The task
Your task is to copy every line of the entries that holds the word "code".

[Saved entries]
PR #2351, opened 2023-10-25
@google-cloud/firestore optional dependency ^6.6.0 -> ^6.8.0

joehan:
Bumping up @google-cloud/firestore dependency to the latest 6.x version. 

Per https://github.com/googleapis/nodejs-firestore/releases/tag/v6.7.0, multidb support was only added in 6.7.0. https://firebase.google.com/docs/reference/admin/node/firebase-admin.firestore.md#getfirestore says that we support this, so we should require at least 6.7.0. Currently, this silently write/reads from the default DB if you try to use a different DB and have firestore@6.6.0 in your node modules.

### DIFF
--- a/package-lock.json
+++ b/package-lock.json
@@ -101,21 +101,93 @@
       }
     },
     "node_modules/@babel/code-frame": {
-      "version": "7.21.4",
-      "resolved": "https://registry.npmjs.org/@babel/code-frame/-/code-frame-7.21.4.tgz",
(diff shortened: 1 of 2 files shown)


The-Don-Himself:
Actually would be great if this would be bumped to the latest 7.x versions but those contain a breaking change. I guess that would require a new major release. Not sure.

lahirumaramba:
Fixed in #2385 
We will bump `@google-cloud/firestore` to `v7` in the upcoming major release.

Exercise solution
     "node_modules/@babel/code-frame": {
-      "resolved": "https://registry.npmjs.org/@babel/code-frame/-/code-frame-7.21.4.tgz",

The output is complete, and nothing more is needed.